Required action: In the records that follow, find each line with the word "what" and copy it.

(Stored data)
PR #2623, opened 2025-03-08
sceKernelReleaseDirectMemory fix

StevenMiller123:
This addresses an issue with the `ReleaseDirectMemory` functions, where some games would hit an assert by calling them with `len = 0`. I also fixed an inaccurate error return in `sceKernelMunmap` (based on FreeBSD documentation), though I don't have any games that were hitting that error return.

This should fix some cases of `[Debug] <Critical> memory.cpp:766 operator(): Assertion Failed!`

This brings TerraTech (CUSA11362) ingame.
image

### DIFF
--- a/src/core/libraries/kernel/memory.cpp
+++ b/src/core/libraries/kernel/memory.cpp
@@ -79,6 +79,9 @@ s32 PS4_SYSV_ABI sceKernelAllocateMainDirectMemory(size_t len, size_t alignment,
 }
 
 s32 PS4_SYSV_ABI sceKernelCheckedReleaseDirectMemory(u64 start, size_t len) {
+    if (len == 0) {
+        return ORBIS_OK;
+    }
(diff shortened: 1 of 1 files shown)


src/core/libraries/kernel/memory.cpp
```diff
@@ -506,8 +512,8 @@ s32 PS4_SYSV_ABI sceKernelConfiguredFlexibleMemorySize(u64* sizeOut) {
 
 int PS4_SYSV_ABI sceKernelMunmap(void* addr, size_t len) {
     LOG_INFO(Kernel_Vmm, "addr = {}, len = {:#x}", fmt::ptr(addr), len);
-    if (len == 0) {
-        return ORBIS_OK;
+    if (len <= 0) {
```
mailwl: size_t is unsigned, cannot be negative

StevenMiller123: Makes sense

Randomuser8219:
Cuphead now gets further on Windows!
image

PR #2625, opened 2025-03-08
Make button bar translatable in controller/KBM dialog

rainmakerv3:
Fixes the button bars (save/apply/cancel/restore default) not being translatable on both remapping GUIs

### DIFF
--- a/src/qt_gui/control_settings.cpp
+++ b/src/qt_gui/control_settings.cpp
@@ -28,6 +28,11 @@ ControlSettings::ControlSettings(std::shared_ptr<GameInfoClass> game_info_get, Q
         }
     });
 
+    ui->buttonBox->button(QDialogButtonBox::Save)->setText(tr("Save"));
+    ui->buttonBox->button(QDialogButtonBox::Apply)->setText(tr("Apply"));
+    ui->buttonBox->button(QDialogButtonBox::RestoreDefaults)->setText(tr("Restore Defaults"));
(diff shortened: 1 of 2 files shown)


GHU7924:
I do not know how it works in other languages, but I noticed that the list for the "Mouse to Joystick" option (none, right, left) and mouse movement options (deadzone...) has not been translated. These options may not be available for translation.

Next (This is what the KBM window looks like in the Russian version).
You can see the elements overlapping each other.
config

I also suggest making such a change:
config2

Replace the keyboard image with something similar (By default, the mouse is not used, so the keyboard image will be enough):
https://thecode.media/wp-content/uploads/2022/10/74-1920x1543.png
(this is a sample image, and it doesn't fit because it doesn't have arrow buttons and a nampad, but if the default buttons are "C, V, B, N", then you don't need to add the numpad, and if you replace the arrows with the combination "Alt + W, A, S, D", then these options are quite suitable.)

Example of what it should look like in the end:




P.S. Make these changes or not, decide for yourself, these are just suggestions.

rainmakerv3:
I can take a look at these later on (I'm taking a bit of a break right now,  maybe for some weeks only doing small PRs). I suggest you do a feature request / issue report (espeically for the spacing issues on other languages, that one is very important) on this and I'll see when I can get back to it (or maybe someone else can pick it up if I take too long)

GHU7924:
You can simply save this PR in your notifications.
When you decide to make corrections, then take a look, rest, there is no need to rush it.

Output:
Next (This is what the KBM window looks like in the Russian version).
Example of what it should look like in the end:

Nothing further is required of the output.